At the end of the first day's work, Penelope was exhausted. She leapt onto our bed and looked at me with eyes that beckoned me for a cuddle. I lay down, and she burrowed next to me, her head on my shoulder and a paw draped across my chest. Soon we were both asleep. Sure, the Sun was still above the horizon, but we had worked hard in the heat of the day. Hours later Odysseus woke me up. He was sitting on the other side of me, licking my face. When I tell you this is paradise to me, I reveal perhaps too much. But I remind you, dog is God spelled backwards.
Dogs are instinct and drive. So, frankly, am I. A fact pattern presented by a client's problem is a lawyer's chew toy. We gnaw, gnaw and gnaw some more until were are too tired to attack any longer. Then we sleep, but even in sleep the gnawing continues. This deeper gnawing is the real work of a lawyer. Can you make the client's troubles your own? Can you identify with the drives of strangers and discern which paths are congruent with a client's interests? None of this work is easy, and little of it takes place in the forefront of the mind's eye.
So last night we returned from New York, unpacked and checked email accounts. We' d been more or less out of reach for four days. It seemed like a moment, although a moment tasting of eternity. Trouble seemed to cascade from messages accumulated in just a few days time. I faltered at shouldering them, and then I fought the need to engage issues not my choosing. When I set aside the book I was reading and turned off the light, I fell fast asleep. I thought I might have preserved the peace that comes of being away from it all.

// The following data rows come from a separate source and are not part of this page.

PR #665, opened 2023-05-26
Iot message endpoint update

vilit1:
Originally an ask from the customer to update connection strings for endpoints. I expanded on this idea to create this update command:
1. Like create, update is also subdivided into commands by type. This limits the amount of checking we need to do (we can assume that inputs will be valid for that type) and makes the help clean and clear
2. Allows for changes to any property allowed by the service without deleting associated routes or message enrichments. Possible uses can be:
  a. Change auth type for the endpoint from connection string to identity based (encouraged by Azure)
  b. Remove certain properties from the endpoint (cosmos db partition key names)
  c. Change the source of the endpoint (eventhub A -> eventhub B)
3. If changing authentication type, null out unneeded properties, like connection string for when the endpoint becomes identity based.
4. Add a keyword that would signify "I want you to fetch the connection string for me".

Todo: add unit tests, make sure there are no missed gaps

History:
```
* Add command group `az iot hub endpoint update`, which will allow you to update your endpoint without deleting it.
```

---

### General Guidelines

Intent for Production

Basic expectations


azext_iot/tests/iothub/message_endpoint/test_iothub_message_endpoint_unit.py
```diff
@@ -0,0 +1,938 @@
...
+        return endpoint
+
+    hub_mock = mocker.MagicMock()
+    hub_mock.properties.routing.endpoints.event_hubs = [create_mock_endpoint()]
+    hub_mock.properties.routing.endpoints.service_bus_queues = [create_mock_endpoint()]
+    hub_mock.properties.routing.endpoints.service_bus_topics = [create_mock_endpoint()]
+    hub_mock.properties.routing.endpoints.storage_containers = [create_mock_endpoint()]
+    hub_mock.properties.routing.endpoints.cosmos_db_sql_collections = [create_mock_endpoint()]
+
+    def initialize_mock_client(self, *args):
```
vilit1, line 57: this mock client can be reused for other control plane areas

azext_iot/tests/iothub/message_endpoint/test_iothub_message_endpoint_unit.py
```diff
@@ -0,0 +1,938 @@
...
+get_servicebus_queue_cstring_path = "azext_iot.iothub.providers.message_endpoint.get_servicebus_queue_cstring"
+get_cosmos_db_cstring_path = "azext_iot.iothub.providers.message_endpoint.get_cosmos_db_cstring"
+parse_cosmos_db_cstring_path = "azext_iot.iothub.providers.message_endpoint.parse_cosmos_db_connection_string"
+get_storage_cstring_path = "azext_iot.iothub.providers.message_endpoint.get_storage_cstring"
+
+
+@pytest.fixture()
+def fixture_update_endpoint_ops(mocker):
+    # Fetch connection string
+    arg_check = mocker.patch(arg_check_path)
```
vilit1: Would really like feedback here:
1. is it fine that the requests aren't made (as we aren't matching to a mocked response; if we did so, we would need to mock the entire hub object, not just a small part like here)
2. should we have each test mock its own endpoint list? Or should we keep it as it is now (creating all endpoint types at once and using that for tests)

azext_iot/tests/iothub/message_endpoint/test_iothub_message_endpoint_unit.py
```diff
@@ -0,0 +1,938 @@
...
+                "resource_group_name": generate_names(),
+            },
+        ]
+    )
+    def test_message_endpoint_update_event_hub(self, mocker, fixture_cmd, fixture_update_endpoint_ops, req):
+        result = subject.message_endpoint_update_event_hub(
+            cmd=fixture_cmd,
+            hub_name=hub_name,
+            endpoint_name=endpoint_name,
+            **req
```
vilit1, line 124: is this lazy implementation ok?

azext_iot/tests/iothub/message_endpoint/test_iothub_message_endpoint_unit.py
```diff
@@ -0,0 +1,938 @@
...
+        assert req.get("resource_group_name") == resource_group
+        hub_resource = fixture_find_resource.call_args[0][0].client.begin_create_or_update.call_args[0][2]
+        endpoints = hub_resource.properties.routing.endpoints.event_hubs
+        assert len(endpoints) == 1
+        endpoint = endpoints[0]
+
+        assert endpoint.name == endpoint_name
+        mock = mocker.Mock
+
+        # if a prop is not set, it will be a Mock object
```
vilit1, line 139: The idea behind these checks is that if a property of an endpoint is not modified by update, it will show up as a mock object. Are you all ok with this

azext_iot/tests/iothub/message_endpoint/test_iothub_message_endpoint_unit.py
```diff
@@ -0,0 +1,938 @@
...
+    yield find_resource, arg_check
+
+
+class TestMessageEndpointUpdate:
+    @pytest.mark.parametrize(
+        "req",
+        [
+            {},
+            {
+                "endpoint_account_name": None,
```
vilit1: Should I keep the key/value pairs where the value is None? It helps with understanding the test but does make it so there is more stuff to read

azext_iot/iothub/params.py
```diff
@@ -577,10 +566,39 @@ def load_iothub_arguments(self, _):
...
+
+    with self.argument_context("iot hub message-endpoint update") as context:
         context.argument(
-            "endpoint_account_name",
-            options_list=["--endpoint-account"],
-            help="The account name for the endpoint resource.",
+            "connection_string",
+            options_list=["--connection-string", "-c"],
+            help="Connection string of the routing endpoint. Use `update` if you want the connection string to "
+            "be fetched from the service instead of providing it in the argument.",
```
vilit1: Note that `update` is for "I want the CLI to find the new connection string for me. 

This is difficult since we can get sources for the connection string from different places:
1. the user inputs (which I currently enforce) - similar to create
2. the existing connection string
3. the existing properties of the endpoint (if no connection string)

We could also say if you want to update the connection string, you must provide the connection string yourself (and skip the update)

azext_iot/iothub/providers/message_endpoint.py
```diff
@@ -224,6 +218,226 @@ def create(
...
+        endpoint_uri: Optional[str] = None,
+        entity_path: Optional[str] = None,
+        database_name: Optional[str] = None,
+        primary_key: Optional[str] = None,
+        secondary_key: Optional[str] = None,
+        partition_key_name: Optional[str] = None,
+        partition_key_template: Optional[str] = None,
+        identity: Optional[str] = None
+    ):
+        # if nothing is provided -> should we block?
```
vilit1, line 242: Question. Currently other update commands do not block if no arguments are provided (as far as I know)

azext_iot/iothub/providers/message_endpoint.py
```diff
@@ -224,6 +218,226 @@ def create(
...
+        # have the user say the type. Will make args easier (as in we do not need to check for unneeded args)
+        original_endpoint = self._show_by_type(endpoint_name=endpoint_name, endpoint_type=endpoint_type)
+
+        if any([connection_string, primary_key, secondary_key]) and identity:
+            optional_msg = ", --primary-key and/or --secondary-key," if primary_key or secondary_key else ""
+            error_msg = "Please use either --connection-string" + optional_msg + " or --identity."
+            raise MutuallyExclusiveArgumentError(error_msg)
```
vilit1, line 250: Prob make the test check the msg logic for this. primary key and secondary key would only show up in cosmos db...

azext_iot/iothub/providers/message_endpoint.py
```diff
@@ -224,6 +218,226 @@ def create(
...
+            original_endpoint.authentication_type = AuthenticationType.IdentityBased.value
+            if identity == SYSTEM_ASSIGNED_IDENTITY:
+                original_endpoint.identity = None
+            else:
+                original_endpoint.identity = ManagedIdentity(
+                    user_assigned_identity=identity
+                )
+        elif any([connection_string, primary_key, secondary_key]):
+            original_endpoint.identity = None
+            original_endpoint.authentication_type = AuthenticationType.KeyBased.value
```
vilit1, line 284: Note that we can set auth type to None here and it will default to keybased

azext_iot/iothub/providers/message_endpoint.py
```diff
@@ -224,6 +218,226 @@ def create(
...
+            if EndpointType.CosmosDBContainer.value != endpoint_type.lower():
+                original_endpoint.endpoint_uri = None
```
vilit1, line 286: Note that this means if a user is updating a non cosmos db endpoint to be keybased, we will ignore the endpoint_uri argument.

azext_iot/iothub/providers/message_endpoint.py
```diff
@@ -224,6 +218,226 @@ def create(
...
+                    endpoint_account_name=endpoint_account_name,
+                    entity_path=entity_path,
+                    endpoint_policy_name=endpoint_policy_name
+                )
+                fetch_connection_string = True
+                if not endpoint_resource_group:
+                    endpoint_resource_group = self.hub_resource.additional_properties["resourcegroup"]
+                if not endpoint_subscription_id:
+                    endpoint_subscription_id = self.hub_resource.additional_properties['subscriptionid']
+            elif EndpointType.CosmosDBContainer.value != endpoint_type.lower():
```
vilit1: Reverse this statement for readability

azext_iot/iothub/params.py
vilit1: Also note that if we do 2 and 3, we would have to decide what we would want to do if a person gives some user input that is used to get the connection string. It should win over the existing properties.

azext_iot/iothub/providers/message_endpoint.py
```diff
@@ -224,6 +218,226 @@ def create(
...
+                    cmd=self.cli,
+                    account_name=endpoint_account_name,
+                    rg=endpoint_resource_group,
+                    sub=endpoint_subscription_id
+                )
+            if container_name:
+                original_endpoint.container_name = container_name
+            if encoding:
+                original_endpoint.encoding = encoding.lower()
+            if file_name_format:
```
vilit1, line 310: was originally thinking of adding the option to revert to default here but decided against since it creates more custom param inputs (like "update" or "")

azext_iot/iothub/providers/message_endpoint.py
```diff
@@ -224,6 +218,226 @@ def create(
...
+                    original_endpoint.primary_key = parsed_cs["AccountKey"]
+                    original_endpoint.secondary_key = parsed_cs["AccountKey"]
+                # parse out endpoint uri from connection string
+                if not endpoint_uri:
+                    original_endpoint.endpoint_uri = parsed_cs["AccountEndpoint"]
+            if database_name:
+                original_endpoint.database_name = database_name
+            if container_name:
+                original_endpoint.container_name = container_name
+            if partition_key_name:
```
vilit1, line 330: Not sure how much the service team will care if we allow the user to null out the partition key template (and keep the partition key name). For create, they want us to set it to a default in this scenario

azext_iot/tests/iothub/message_endpoint/test_iothub_message_endpoint_int.py
```diff
@@ -143,6 +143,83 @@ def test_iot_eventhub_endpoint_lifecycle(provisioned_event_hub_with_identity_mod
     assert len(eventhub_list) == 3
     assert endpoint_list["eventHubs"] == eventhub_list
 
+    # Update
+    # Keybased -> System
```
vilit1, line 146: this is somewhat minimal testing compared to what the user can do with the endpoints (specifically I skip changing to a different resource (could be shared access policy key for keybased, eventhub, eventhub namespace; full testing will require having a second eventhub namespace and making more eventhubs and policies within one namespace)

azext_iot/iothub/_help.py
```diff
@@ -645,6 +645,146 @@ def load_iothub_help():
               --container {container_name} --encoding json --identity {user_identity_resource_id}
     """
 
+    helps[
+        "iot hub message-endpoint update"
```
vilit1, line 649: Added this as a way to organize params. I do not want the same mess as with the original routing-endpoint create.

azext_iot/iothub/_help.py
```diff
@@ -645,6 +645,146 @@ def load_iothub_help():
...
+        short-summary: Update the properties of an existing endpoint for an IoT Hub.
+    """
+
+    helps[
+        "iot hub message-endpoint update cosmosdb-container"
+    ] = """
+        type: command
+        short-summary: Update the properties of an existing Cosmos DB Container endpoint for an IoT Hub.
+        long-summary: |
+                      If updating the authentication type from a key-based to identity-based Cosmos DB Container endpoint, you must provide the endpoint account (via --endpoint-account). The old primary key and secondary key will be nulled out.
```
vilit1, line 661: we could add some confirmations based on if the user is changing auth types, entire namespaces, etc. But I do not like talkative cli commands so I will not add unless there is great desire.

azext_iot/iothub/params.py
```diff
@@ -577,10 +566,39 @@ def load_iothub_arguments(self, _):
             "{YYYY}. Any one placeholder may be specified at most once, but order and non-placeholder components are "
             "arbitrary. If partition key name is provided, partition key template defaults to {deviceid}-{YYYY}-{MM}",
         )
+
+    for endpoint_type in ["cosmosdb-container", "storage-container"]:
```
vilit1: I could do something similar for the create and update only params

azext_iot/tests/iothub/message_endpoint/test_iothub_message_endpoint_unit.py
```diff
@@ -0,0 +1,938 @@
...
+from azure.mgmt.iothub.models import ManagedIdentity
+
+hub_name = "hubname"
+hub_rg = "hubrg"
+endpoint_name = generate_names()
+resource_not_found_error = "Resource not found."
+generic_response = {generate_names(): generate_names()}
+
+
+path_find_resource = "azext_iot.iothub.providers.discovery.IotHubDiscovery.find_resource"
```
vilit1: Will need to clean this up once we finalize a unit testing style

azext_iot/iothub/_help.py
c-ryan-k: Agree - I think for destructive actions (deleting / removing endpoints and routes) a confirmation is warranted, but for updates it's likely not neccessary.

azext_iot/iothub/params.py
c-ryan-k: Might need to track down which params are in which commands (create / update across the matrix for various endpoint types) - but as long as they're consistent, it doesn't necessarily hurt to put all params under a parent `iot hub message-endpoint` context

azext_iot/iothub/params.py
c-ryan-k: Can we check for `--connection-string` or `-c` being passed as a param but with no argument / `None` instead? Or possibly a second param (though I know this makes the logic pretty wacky) that signifies this exact behavior?

To make sure I'm understanding correctly, this `update` value means "I mean to provide a connection string, but please gather the properties for me instead of making me type it myself" correct?

azext_iot/iothub/providers/message_endpoint.py
c-ryan-k: Do you mean block, as in.... error? Or block as in simply "do nothing" instead of running an update with the same hub object that comes from the GET?

azext_iot/iothub/providers/message_endpoint.py
c-ryan-k: That's a good point, we don't have many tests that check for accuracy of error messages themselves, most are simply for throwing the right exception type.

azext_iot/iothub/providers/message_endpoint.py
c-ryan-k: In that case, does it make more sense to set it to `None` after `if identity` before we start doing checks, and only set it if we need to set it to identity-based? 

Otherwise it's probably fine, I remember a similar issue cropping up in CLI core - as long as it's correctly set to identity when we need it to be, defaulting to keybased is probably fine as it's been the de-facto default since the beginning of the feature I believe.

azext_iot/iothub/providers/message_endpoint.py
c-ryan-k: Would it make sense to warn the user that they're providing input that's being ignored?

I'm not sure if that would break existing workflows (probably not since this command space is new) - but it might be worth letting the user know "this value isn't being used to update to the [endpoint_type] you're trying to update"

azext_iot/iothub/providers/message_endpoint.py
c-ryan-k: Most of our control-plane updates (checkout CLI core for legacy examples 🙃) use the format:

```
def update():
   model = get_model()
   
   if new_property_value:
      model.old_property = new_property_value
   if other_new_property_value:
      model.other_old_property = other_new_property_value
      
   service.update(model)
```

I think it's totally acceptable to simply "only update the params that are passed in" as it matches our existing patterns.
Future thinking / brainstorming out loud - maybe there's a possibility to add a `--set-default prop1 prop2` type command which takes in a space-separated list of properties to reset to their default values? I can see this being very tricky to scope / troubleshoot though.

azext_iot/iothub/providers/message_endpoint.py
c-ryan-k: We can always ask the service folks for their considerations, but in the past we've been committed to letting the user input values as they see fit, stopping them if there's a conflict (like mutually exclusive arguments, invalid values, etc) and letting the service tell us if something went wrong processing their input.

c-ryan-k (commented):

But a couple of hours after falling asleep, I was wide awake, as I usually am during the work week. Almost against my will the infinite permutations of a new crisis played themselves out, almost performing in a twilight theater. I knew then that something in me had engaged and that disengagement was not an option. So I read through the better part of the night; I read a book on, what else?, dogs and how they experience the world.
Sleep returned hours later and with it came dreams about Odysseus. When he greeted me this morning with bright, crystalline eyes, I felt as though I understood him so much better than I had only yesterday. My instincts had taken control, pushing aside the critical faculty to make room for patterns and possibilities that will present themselves to me in the course of a case as fully formed strategic options. I should be grateful for this night work, but I much prefer rest.
We head back to upstate New York this weekend for another week of working with the dogs. I cannot express how deeply I look forward to this time alone with them. They teach me much, and I learn that beyond words there are experiences that define without definition.